Much of our success in meeting the future needs of our older population will lie in our ability and willingness to strengthen provisions under the Older Americans Act. As funding for social service programs declines in the face of increasing demand, the Older Americans Act, as the focal point for federal assistance to older persons, becomes even more critical. The present system is plagued by fragmentation, duplication, and ineffective coordination efforts at all levels. Increasing life expectancy will have major implications for the way we must revamp our human service delivery systems. Coordination will be critical if we are to adequately address the needs of older persons in extremely varied circumstances and with varying levels of need. This means that the Act should continue to target services to special populations while providing sufficient flexibility to state and local agencies to meet local needs.

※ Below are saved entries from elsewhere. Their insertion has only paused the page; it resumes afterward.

PR #305, opened 2016-04-04
propose and use suse_btrfs specific config

jreidinger:


ancorgs:
Using refinements looks a little bit weird, but I can understand the motivation of keeping CFA clean. So LWBGTM (Looks Weird But Good To Me) :wink:

PR #307, opened 2016-04-06
Jreidinger config files proto

jreidinger:


src/lib/bootloader/sections.rb
```diff
@@ -22,10 +22,10 @@ def default
 
       return @default = "" if Yast::Stage.initial
 
-      saved = Yast::Execute.on_target("/usr/bin/grub2-editenv", "list", stdout: :capture)
+      saved = Yast::Execute.on_target("/usr/bin/grub2-editenv", "list", stdout: :capture) || ""
```
mvidner: Side note about `Yast::Execute.on_target`:
I have a nice little app to help me look up YaST API, http://mvidner-vm3.suse.cz:4567/?q=on_target
which helps me find http://www.rubydoc.info/github/yast/yast-yast2/Yast/Execute.on_target
but it does not say what the return value is and the link to Cheetah.run is not rendered. (we should quote the full URL, http://www.rubydoc.info/github/openSUSE/cheetah/Cheetah.run )
... and now I see that Cheetah does not mention the falsey return value either)

jreidinger: it is not false, it is nil...and maybe it can return nil only in testsuite?

test/grub2_efi_test.rb
```diff
@@ -4,7 +4,9 @@
 
 describe Bootloader::Grub2EFI do
   before do
-    allow(::CFA::Grub2::Default).to receive(:new).and_return(double("GrubDefault").as_null_object)
+    default = double("GrubDefault").as_null_object
+    allow(default).to receive(:timeout) # collision between timeout method of double and attr
```
mvidner: Huh? There is  CFA::Grub::Default#timeout and which other timeout?

jreidinger: just try it. I expect it is method of double object, so as_null_object do not respond as it is already defined. It report error (expected 1..2 arguments when removed )

jreidinger: what is interesting that `default.timeout` work as expected but `default.send(:timeout)` raise exception, so I expect problem with some private method.

jreidinger: another possible fix is to use `public_send` instead of `send` which is probably better solution from my POV

test/grub2base_test.rb
```diff
@@ -348,4 +348,75 @@
...
+      other.grub_default.os_prober.disable
+
+      subject.merge(other)
+
+      expect(subject.grub_default.default).to eq "saved"
+      expect(subject.grub_default.terminal).to eq :gfxterm
+      expect(subject.grub_default.os_prober).to be_disabled
+    end
+
+    it "for kernel line place subject params and then merged ones" do
```
mvidner: What if one says `debug=true` and the other says `debug=false`?

jreidinger: on kernel precedence is for later, that is why I use it this way. Do you have idea for better merge strategy? Problem is that rpm in post install script can add something to kernel command line and then we have trouble if we lost it.

mvidner: I don't care which way it is resolved, but it should be specified, as I expect it to be a common case.

mvidner:
Thank you, LGTM.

The following are some of our specific recommendations that directly affect the most vulnerable and disadvantaged elderly persons. AARP believes these needed improvements in the Act would facilitate better service to all of the nation's elderly population.

Extension of the Older Americans Act and Heightened Visibility of the Administration on Aging

AARP strongly believes that the legislation should be extended for at least three years. This would enable service providers and others to make long-range plans and to chart their activities more effectively. Morever, it would still allow appropriate congressional

committees to perform oversight responsibilities. Also, because many programs have operated with no increased funding or cuts, AARP will continue to advocate adequate funding for all programs under the Act, especially those targeted to vulnerable populations. This could be achieved through authorization of such sums as necessary.

The Older Americans Act and subsequent amendments make clear that Congress intended the Administration on Aging (AoA) to be a highly visible and strong advocate for the aged. However, AoA is currently a subunit along with several other agencies (such as the Administration on Children, Youth, and Families or the Administration on Developmental Disabilities), within the Office of Human Development Services at the Department of Health and Human Services (HHS).

The net impact is that AoA has not fulfilled its intended role because of its lower status in the HHS organizational structure. We strongly believe that the aging agenda should be elevated within HHS by having the Commissioner report directly to the Secretary rather than to the Office of the Secretary.

Advocacy, Coordination, Facilitation, and Care Management Roles of Area Agencies on Aging (AAAs).

The role of Area Agencies on Aging (AAAs) as service providers by contrast to their role as facilitators/coordinators and advocates is a major concern of the Association. Congress recognized when the law was enacted that there would always be insufficient funds under the OAA to serve all eligible elderly persons. In order to maximize the benefit derived from each OAA dollar, AAAs should be required to reaffirm their commitment to a coordination/facilitation/advocacy role. The current requirement to justify direct provision of services to older persons in the state plan needs stronger emphasis, and more attention needs to be placed on coordination, facilitation and referral. Although there may be a need in some situations for AAAs to assume the role of service providers, use of OAA funds for service delivery should not take priority over the ability of AAAs to perform the coordination mandate of the Act.

AAA involvement in case or care management should be considered only in the context of the above comments and recommendations. Additionally, it should be noted that in situations where the AAAS become the direct deliverers of service, there is great potential for conflict of interest between their marketplace provider role and their statutory role to facilitate, monitor, and advocate.

In light of these concerns, it seems appropriate that AAAS be involved in case or care management only as part of a carefully controlled demonstration that includes a broad array of other non-profit entities besides AAAS. The exception would be where other providers (private and non-profit) are not responding to the need for services.